I have previously posted fluorine and chlorine, the two elements at the top of Group VII – the halogens – and astatine near the bottom. Today the two in between: bromine and iodine. These patterns result from their physical properties and give me the rare opportunity to incorporate some organic chemistry.
Similarly to fluorine and chlorine, bromine and iodine have distinctive colours. Bromine is a strong red-brown and is one of only two elements that is liquid at room temperature. The orange-brown solution of bromine in water is useful to distinguish between organic compounds that have a carbon-carbon double bond, as shown, and those that don’t. As the bromine molecules react with the double bonds the solution loses its colour whereas if only single bonds are present, there is no reaction and the colour remains unchanged.
Iodine is a lustrous grey-black solid which sublimes easily, turning directly from the solid to a stunning purple vapour.
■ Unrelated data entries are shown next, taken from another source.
PR #2212, opened 2026-09-12
#2190: remove noisy tombstone-count log line

### LINKED ISSUE #2190: Leftover debug logging in `find-missing-issues.rb:101` rescans the tombstone per fact
Line 101 of `judges/find-missing-issues/find-missing-issues.rb` logs `The #{type} #{Fbe.issue(f)} is not tombstoned among #{ts.issues('github', r.repository).count}`. It arrived with the tombstone work in `49402002c0` and reads as a note the author left themselves while chasing #1217: the sentence names no unit, so an operator sees "is not tombstoned among 42" and has nothing to do with the number.

The cost is not only the wording. `Fbe::Tombstone#issues` runs a full factbase query and expands every stored range into an array of numbers, and this line calls it once per fact recovered, inside the transaction opened on `:68`. The two lines around it already carry the information worth keeping: `:100` records the event in `f.details`, and `:102` logs when the missing issue was opened.

Deleting line 101 removes the query and leaves the useful logging in place.

@yegor256

canburakyol:
Fixes #2190.

Drops the per-fact $loog.info(... not tombstoned among ...count) line: it names no unit for the operator and costs a full Tombstone#issues query per recovered fact inside the txn. .details + was found opened ... ago logging stays.

### DIFF
--- a/judges/find-missing-issues/find-missing-issues.rb
+++ b/judges/find-missing-issues/find-missing-issues.rb
@@ -85,7 +85,6 @@ Fbe.consider('(and (eq where "github") (exists repository) (unique repository))'
         end
       end
       f.details = "The missing #{type} #{Fbe.issue(f)} has been opened by #{Fbe.who(f)}."
-      $loog.info("The #{type} #{Fbe.issue(f)} is not tombstoned among #{ts.issues('github', r.repository).count}")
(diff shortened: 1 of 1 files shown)


Thayorns:
Stop your agents from submitting PRs against unlabeled issues—it produces chaos and deduct payment. Please

PR #2213, opened 2026-09-12
#2191: drop dead nil fallback in unmask_repos

### LINKED ISSUE #2191: Dead `|| ''` fallback in `lib/patches/unmask_repos.rb:21`
`lib/patches/unmask_repos.rb:21` reads `masks = (options.repositories || '').split(',')`, and the fallback cannot fire. Line 14 has already raised `Fbe::Error, 'Repositories mask is not specified'` when `options.repositories` is falsy, and line 15 raises `'Repositories mask is empty'` when it has no characters. By the time line 21 runs the value is a non-empty string, guaranteed by the two lines above it.

The line came in with the verbatim copy of the upstream method — `fbe-0.49.1 lib/fbe/unmask_repos.rb:73` has it after the same two raises — so it is dead in both, but this is the copy this repository maintains and #1904 is still open on the copying itself. What it costs is a false hint: it tells the next reader that `options.repositories` may be nil at this point, which is the opposite of what lines 14 and 15 establish, and that reader has to walk back up the method to find out which is true.

`masks = options.repositories.split(',')` says what actually holds.

@yegor256 please take a look.

canburakyol:
Fixes #2191.

Lines 14-15 already guarantee \options.repositories\ is a non-empty string, so \|| ''\ can never fire. Simplify to \options.repositories.split(',').

### DIFF
--- a/lib/patches/unmask_repos.rb
+++ b/lib/patches/unmask_repos.rb
@@ -18,7 +18,7 @@ module Fbe
       )
       repos = []
       octo = Fbe.octo(loog:, global:, options:)
-      masks = (options.repositories || '').split(',')
+      masks = options.repositories.split(',')
       masks.reject { |m| m.start_with?('-') }.each do |mask|
         unless mask.include?('*')
           repos << mask


Thayorns:

PR #2214, opened 2026-09-12
#2189: fix mismatched user id in find-all-issues stub

### LINKED ISSUE #2189: The `user/526302` stub answers with id 526301 in `test-find-all-issues.rb`
The two user stubs in `test_find_all_issues` disagree with each other. `test/judges/test-find-all-issues.rb:193-194` answers `user/526301` with `id: 526_301`, and `:197-198` answers `user/526302` with:

```ruby
body: { login: 'yegor257', id: 526_301, type: 'User', site_admin: false }
```

The search fixture on `:176` and `:181` hands out 526301 for yegor256 and 526302 for yegor257, so the second stub contradicts both its own URL and the payload it is there to support.

Nothing fails today, because the judge takes `who` from the search result on `judges/find-all-issues/find-all-issues.rb:97` and `Fbe.who` wants only the login, so the assertion on `:258` is satisfied either way. It still leaves a fixture that states two different ids for one account, and the next assertion that reads an id back from that endpoint will be comparing against the wrong one.

Changing it to `id: 526_302` makes the stub agree with its URL.

@yegor256 please take a look.

canburakyol:
Fixes #2189.

user/526302 stub returned id: 526_301, contradicting its URL and the search fixture (526302 = yegor257). One-digit fix to 526_302.

### DIFF
--- a/test/judges/test-find-all-issues.rb
+++ b/test/judges/test-find-all-issues.rb
@@ -164,7 +164,7 @@ class TestFindAllIssues < Jp::Test
     )
     stub_github(
       'https://api.github.com/user/526302',
-      body: { login: 'yegor257', id: 526_301, type: 'User', site_admin: false }
+      body: { login: 'yegor257', id: 526_302, type: 'User', site_admin: false }
     )
     fb = Factbase.new
     fb.insert.then do |f|


Thayorns:

canburakyol:
@Thayorns Understood — agents stopped, will only target labeled/bounty issues going forward. Thanks for flagging. Pausing new PRs and monitoring existing ones.

PR #2216, opened 2026-09-12
#2186: prefix zero-quota log line with judge name

### LINKED ISSUE #2186: The zero-quota log line in `lib/qos_search.rb` names no judge
Every log line in `Jp.qosearch` is prefixed with the judge it belongs to — `lib/qos_search.rb:36`, `:48`, `:58`, `:74` and `:79` all open with `[#{jg}]`. The one on `:64` does not:

```ruby
$loog.info('Too much GitHub Search API quota consumed already (0 left)')
```

It is a frozen literal, so it carries neither the judge name nor the query that hit the wall. All judges of a cycle write into the same log, and this is the line that explains why searching stopped, so it is the one a reader most needs to attribute. It is also the message that will appear once per judge while the latch holds.

Prefixing it the way its five neighbours are prefixed is the whole fix.

@yegor256 please take a look.

canburakyol:
Fixes #2186.

All other \Jp.qosearch\ log lines open with \[#{\}]\; the zero-quota line was a frozen literal with no attribution. Prefixed it like its five neighbours.


canburakyol:
Rebased onto current master: upstream refactored quota state to per-judge hashes with a local \jg\ variable, so the prefix now uses \#{jg}\ like its neighbours instead of \#{\}\. The zero-quota line was still unprefixed after the refactor, so the fix still applies.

Relatively few substances sublime as readily (dry ice – solid carbon dioxide – is another) and so I have used the alchemical symbol for sublimation to represent iodine. There is a common misconception that because iodine sublimes so easily, it doesn’t form a liquid at atmospheric pressure at all. In fact it does melt at 114 °C and boils at 184 °C but when heating a sample of the solid, the liquid iodine phase is often obscured by the strongly-coloured purple vapour.